• **WORK INSTRUCTIONS**: The answer must consist of each line below that contains the word "main", copied in full.

====== DATASET EXCERPTS ======

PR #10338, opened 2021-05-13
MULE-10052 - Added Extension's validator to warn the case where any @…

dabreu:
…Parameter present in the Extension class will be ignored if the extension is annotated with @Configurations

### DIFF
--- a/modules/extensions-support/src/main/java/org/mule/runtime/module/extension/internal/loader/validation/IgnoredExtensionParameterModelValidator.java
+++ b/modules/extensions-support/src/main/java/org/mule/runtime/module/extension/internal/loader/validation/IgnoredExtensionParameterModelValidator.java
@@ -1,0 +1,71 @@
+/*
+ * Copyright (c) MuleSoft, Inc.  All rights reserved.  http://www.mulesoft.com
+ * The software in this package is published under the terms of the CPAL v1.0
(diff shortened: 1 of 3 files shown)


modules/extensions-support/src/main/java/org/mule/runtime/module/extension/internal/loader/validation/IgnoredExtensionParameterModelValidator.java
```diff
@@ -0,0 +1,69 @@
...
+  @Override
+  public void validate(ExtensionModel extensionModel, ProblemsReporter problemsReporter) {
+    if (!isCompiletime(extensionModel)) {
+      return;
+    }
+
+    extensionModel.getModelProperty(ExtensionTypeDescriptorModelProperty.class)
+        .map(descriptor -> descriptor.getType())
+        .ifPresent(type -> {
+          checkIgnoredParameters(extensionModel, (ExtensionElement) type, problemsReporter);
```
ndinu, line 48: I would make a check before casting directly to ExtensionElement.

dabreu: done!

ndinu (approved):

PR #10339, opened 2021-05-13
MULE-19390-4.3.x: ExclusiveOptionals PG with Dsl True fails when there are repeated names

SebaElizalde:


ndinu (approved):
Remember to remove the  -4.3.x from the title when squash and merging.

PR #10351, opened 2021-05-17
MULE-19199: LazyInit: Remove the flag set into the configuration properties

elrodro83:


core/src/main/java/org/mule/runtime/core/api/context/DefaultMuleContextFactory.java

======

• **EXERCISE RESPONSE**:
--- a/modules/extensions-support/src/main/java/org/mule/runtime/module/extension/internal/loader/validation/IgnoredExtensionParameterModelValidator.java
+++ b/modules/extensions-support/src/main/java/org/mule/runtime/module/extension/internal/loader/validation/IgnoredExtensionParameterModelValidator.java
modules/extensions-support/src/main/java/org/mule/runtime/module/extension/internal/loader/validation/IgnoredExtensionParameterModelValidator.java
core/src/main/java/org/mule/runtime/core/api/context/DefaultMuleContextFactory.java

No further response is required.